**ACTION ITEM:** The records appear below. Report how many of their lines contain the word "ppindex", giving the number alone.

Data extracted from a collection:
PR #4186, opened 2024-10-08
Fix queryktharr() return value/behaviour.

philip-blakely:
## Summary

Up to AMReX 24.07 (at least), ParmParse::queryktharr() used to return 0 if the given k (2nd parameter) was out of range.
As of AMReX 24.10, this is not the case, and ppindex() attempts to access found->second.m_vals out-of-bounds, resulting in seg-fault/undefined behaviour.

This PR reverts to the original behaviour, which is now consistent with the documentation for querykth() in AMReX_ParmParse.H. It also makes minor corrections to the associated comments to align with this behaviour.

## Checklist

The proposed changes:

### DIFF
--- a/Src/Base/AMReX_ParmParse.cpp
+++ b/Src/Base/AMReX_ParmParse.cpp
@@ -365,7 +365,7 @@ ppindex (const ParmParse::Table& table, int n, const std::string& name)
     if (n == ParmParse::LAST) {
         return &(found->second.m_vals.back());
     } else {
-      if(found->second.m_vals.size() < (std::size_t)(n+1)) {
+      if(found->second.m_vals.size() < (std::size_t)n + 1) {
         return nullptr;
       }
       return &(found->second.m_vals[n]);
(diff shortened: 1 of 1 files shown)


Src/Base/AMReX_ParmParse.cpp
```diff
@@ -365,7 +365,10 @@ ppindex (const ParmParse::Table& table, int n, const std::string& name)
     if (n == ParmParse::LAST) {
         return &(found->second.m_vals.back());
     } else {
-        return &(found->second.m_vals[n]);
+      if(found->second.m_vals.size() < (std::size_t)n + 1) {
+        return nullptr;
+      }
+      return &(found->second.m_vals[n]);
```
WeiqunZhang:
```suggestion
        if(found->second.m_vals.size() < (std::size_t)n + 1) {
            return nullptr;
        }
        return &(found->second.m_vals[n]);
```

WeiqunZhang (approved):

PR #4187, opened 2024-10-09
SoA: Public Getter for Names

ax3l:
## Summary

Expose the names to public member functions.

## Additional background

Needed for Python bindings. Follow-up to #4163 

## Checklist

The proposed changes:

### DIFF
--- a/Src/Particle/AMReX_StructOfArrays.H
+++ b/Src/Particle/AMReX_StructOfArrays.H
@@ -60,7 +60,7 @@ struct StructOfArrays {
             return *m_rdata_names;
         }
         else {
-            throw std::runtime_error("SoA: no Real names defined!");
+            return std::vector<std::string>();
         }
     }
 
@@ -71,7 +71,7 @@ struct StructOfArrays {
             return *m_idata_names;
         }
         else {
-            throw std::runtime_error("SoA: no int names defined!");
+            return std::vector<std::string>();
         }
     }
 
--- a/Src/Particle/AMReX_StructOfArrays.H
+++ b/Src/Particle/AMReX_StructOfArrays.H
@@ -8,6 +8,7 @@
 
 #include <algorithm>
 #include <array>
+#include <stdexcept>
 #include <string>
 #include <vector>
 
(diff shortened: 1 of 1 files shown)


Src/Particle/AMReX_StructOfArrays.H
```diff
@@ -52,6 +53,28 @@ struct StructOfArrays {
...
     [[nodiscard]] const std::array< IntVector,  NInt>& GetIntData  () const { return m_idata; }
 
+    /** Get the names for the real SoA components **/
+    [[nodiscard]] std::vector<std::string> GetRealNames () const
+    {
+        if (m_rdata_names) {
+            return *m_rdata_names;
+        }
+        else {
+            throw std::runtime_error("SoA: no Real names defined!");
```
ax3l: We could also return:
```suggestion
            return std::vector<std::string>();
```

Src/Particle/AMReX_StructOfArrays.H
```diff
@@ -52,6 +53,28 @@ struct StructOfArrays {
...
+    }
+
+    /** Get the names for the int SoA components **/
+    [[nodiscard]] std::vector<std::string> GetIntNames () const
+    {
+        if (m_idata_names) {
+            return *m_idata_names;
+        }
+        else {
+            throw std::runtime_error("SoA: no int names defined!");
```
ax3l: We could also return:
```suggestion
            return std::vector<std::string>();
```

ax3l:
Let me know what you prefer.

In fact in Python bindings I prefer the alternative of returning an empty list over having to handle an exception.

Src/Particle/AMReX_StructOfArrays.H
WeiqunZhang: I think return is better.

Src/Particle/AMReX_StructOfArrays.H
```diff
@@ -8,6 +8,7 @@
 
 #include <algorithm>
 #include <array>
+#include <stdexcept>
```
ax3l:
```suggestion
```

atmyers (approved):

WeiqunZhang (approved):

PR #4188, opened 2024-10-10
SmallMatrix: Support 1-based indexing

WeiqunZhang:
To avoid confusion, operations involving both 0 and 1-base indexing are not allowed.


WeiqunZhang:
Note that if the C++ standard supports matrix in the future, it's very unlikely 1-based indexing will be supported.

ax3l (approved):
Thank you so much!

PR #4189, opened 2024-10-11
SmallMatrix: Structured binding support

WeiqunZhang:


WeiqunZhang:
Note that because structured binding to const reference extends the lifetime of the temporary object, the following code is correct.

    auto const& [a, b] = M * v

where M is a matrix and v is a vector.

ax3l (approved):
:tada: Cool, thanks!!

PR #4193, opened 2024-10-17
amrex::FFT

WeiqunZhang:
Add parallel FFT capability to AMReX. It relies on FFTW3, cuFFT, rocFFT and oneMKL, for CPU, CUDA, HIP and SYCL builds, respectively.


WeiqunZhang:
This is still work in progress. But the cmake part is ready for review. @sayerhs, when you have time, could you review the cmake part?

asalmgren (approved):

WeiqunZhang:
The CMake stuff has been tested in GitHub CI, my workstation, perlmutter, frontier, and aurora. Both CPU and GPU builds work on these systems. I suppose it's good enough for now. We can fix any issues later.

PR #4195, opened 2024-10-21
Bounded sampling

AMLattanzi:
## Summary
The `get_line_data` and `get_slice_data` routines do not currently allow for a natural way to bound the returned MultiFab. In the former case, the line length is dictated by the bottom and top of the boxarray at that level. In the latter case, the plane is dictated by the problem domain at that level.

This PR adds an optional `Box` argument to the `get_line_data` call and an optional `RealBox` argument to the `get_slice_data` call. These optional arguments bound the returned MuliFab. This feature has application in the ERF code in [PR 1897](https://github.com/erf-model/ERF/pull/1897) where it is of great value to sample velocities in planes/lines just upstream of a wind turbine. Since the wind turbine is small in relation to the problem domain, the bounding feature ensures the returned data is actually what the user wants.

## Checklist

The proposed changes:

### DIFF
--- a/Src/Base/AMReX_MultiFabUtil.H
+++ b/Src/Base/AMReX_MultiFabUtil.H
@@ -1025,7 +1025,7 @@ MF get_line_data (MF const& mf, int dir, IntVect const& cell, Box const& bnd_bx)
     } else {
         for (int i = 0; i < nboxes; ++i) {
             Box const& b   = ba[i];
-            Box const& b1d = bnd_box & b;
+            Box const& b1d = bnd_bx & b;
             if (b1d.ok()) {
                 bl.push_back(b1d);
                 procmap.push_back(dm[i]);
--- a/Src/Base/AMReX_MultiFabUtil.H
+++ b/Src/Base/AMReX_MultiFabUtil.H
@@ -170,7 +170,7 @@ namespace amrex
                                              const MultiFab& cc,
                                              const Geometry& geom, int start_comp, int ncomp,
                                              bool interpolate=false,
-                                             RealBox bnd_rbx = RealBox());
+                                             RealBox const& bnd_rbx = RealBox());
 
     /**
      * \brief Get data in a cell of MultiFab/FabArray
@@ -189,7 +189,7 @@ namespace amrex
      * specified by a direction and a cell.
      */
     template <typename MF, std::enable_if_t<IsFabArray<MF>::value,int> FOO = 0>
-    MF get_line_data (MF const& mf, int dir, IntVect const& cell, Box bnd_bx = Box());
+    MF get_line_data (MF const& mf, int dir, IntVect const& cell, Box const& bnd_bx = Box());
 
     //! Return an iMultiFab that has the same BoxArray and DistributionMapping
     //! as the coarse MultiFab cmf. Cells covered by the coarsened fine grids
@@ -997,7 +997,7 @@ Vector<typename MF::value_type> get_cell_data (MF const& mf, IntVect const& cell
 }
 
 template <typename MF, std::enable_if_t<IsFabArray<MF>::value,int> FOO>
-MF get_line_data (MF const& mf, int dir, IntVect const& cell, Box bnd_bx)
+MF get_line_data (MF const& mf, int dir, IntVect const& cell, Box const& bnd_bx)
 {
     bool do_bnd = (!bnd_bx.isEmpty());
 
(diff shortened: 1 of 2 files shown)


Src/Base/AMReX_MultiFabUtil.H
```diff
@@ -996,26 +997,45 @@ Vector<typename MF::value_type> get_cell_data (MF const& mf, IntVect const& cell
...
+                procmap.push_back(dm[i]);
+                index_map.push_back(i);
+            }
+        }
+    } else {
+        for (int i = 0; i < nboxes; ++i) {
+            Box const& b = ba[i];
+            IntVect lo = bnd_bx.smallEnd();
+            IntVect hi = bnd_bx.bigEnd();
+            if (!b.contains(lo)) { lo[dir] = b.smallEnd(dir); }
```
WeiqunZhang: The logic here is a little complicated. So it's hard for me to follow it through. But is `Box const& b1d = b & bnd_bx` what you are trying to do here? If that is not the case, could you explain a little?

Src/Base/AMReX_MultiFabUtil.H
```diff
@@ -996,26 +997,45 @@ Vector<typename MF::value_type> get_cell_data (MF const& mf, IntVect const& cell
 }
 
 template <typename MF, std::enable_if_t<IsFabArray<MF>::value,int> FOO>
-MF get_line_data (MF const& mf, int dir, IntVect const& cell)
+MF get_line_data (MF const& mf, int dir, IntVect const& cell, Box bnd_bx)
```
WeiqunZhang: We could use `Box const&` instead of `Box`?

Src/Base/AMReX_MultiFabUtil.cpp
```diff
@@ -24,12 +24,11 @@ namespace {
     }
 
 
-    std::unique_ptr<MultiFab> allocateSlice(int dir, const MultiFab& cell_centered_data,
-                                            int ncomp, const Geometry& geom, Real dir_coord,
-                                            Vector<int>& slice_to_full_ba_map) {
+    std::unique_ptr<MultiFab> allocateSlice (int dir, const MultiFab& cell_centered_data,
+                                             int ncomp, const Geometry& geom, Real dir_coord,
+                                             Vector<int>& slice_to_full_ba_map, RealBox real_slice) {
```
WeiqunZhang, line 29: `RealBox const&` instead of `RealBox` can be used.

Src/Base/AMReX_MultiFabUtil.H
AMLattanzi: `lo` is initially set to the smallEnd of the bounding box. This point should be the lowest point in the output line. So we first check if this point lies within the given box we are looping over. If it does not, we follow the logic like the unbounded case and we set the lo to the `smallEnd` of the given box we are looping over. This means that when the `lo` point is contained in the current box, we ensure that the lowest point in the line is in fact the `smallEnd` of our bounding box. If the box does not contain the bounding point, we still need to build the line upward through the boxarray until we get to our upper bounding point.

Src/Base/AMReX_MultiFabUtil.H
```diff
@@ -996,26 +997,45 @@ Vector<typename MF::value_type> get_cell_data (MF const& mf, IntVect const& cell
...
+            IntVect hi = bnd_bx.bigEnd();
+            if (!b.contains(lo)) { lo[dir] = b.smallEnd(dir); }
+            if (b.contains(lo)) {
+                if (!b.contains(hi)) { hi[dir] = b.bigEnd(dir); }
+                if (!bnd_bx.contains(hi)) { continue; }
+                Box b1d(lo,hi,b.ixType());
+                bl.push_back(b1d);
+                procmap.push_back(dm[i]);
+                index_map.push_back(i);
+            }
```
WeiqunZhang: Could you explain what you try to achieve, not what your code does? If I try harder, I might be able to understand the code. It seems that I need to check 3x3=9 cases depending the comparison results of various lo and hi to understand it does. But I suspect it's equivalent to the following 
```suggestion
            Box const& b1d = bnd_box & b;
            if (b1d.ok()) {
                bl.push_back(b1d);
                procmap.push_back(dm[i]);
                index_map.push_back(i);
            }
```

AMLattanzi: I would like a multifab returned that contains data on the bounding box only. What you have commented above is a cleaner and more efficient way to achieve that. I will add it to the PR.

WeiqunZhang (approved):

**RESPONSE TO THE EXERCISE:** 3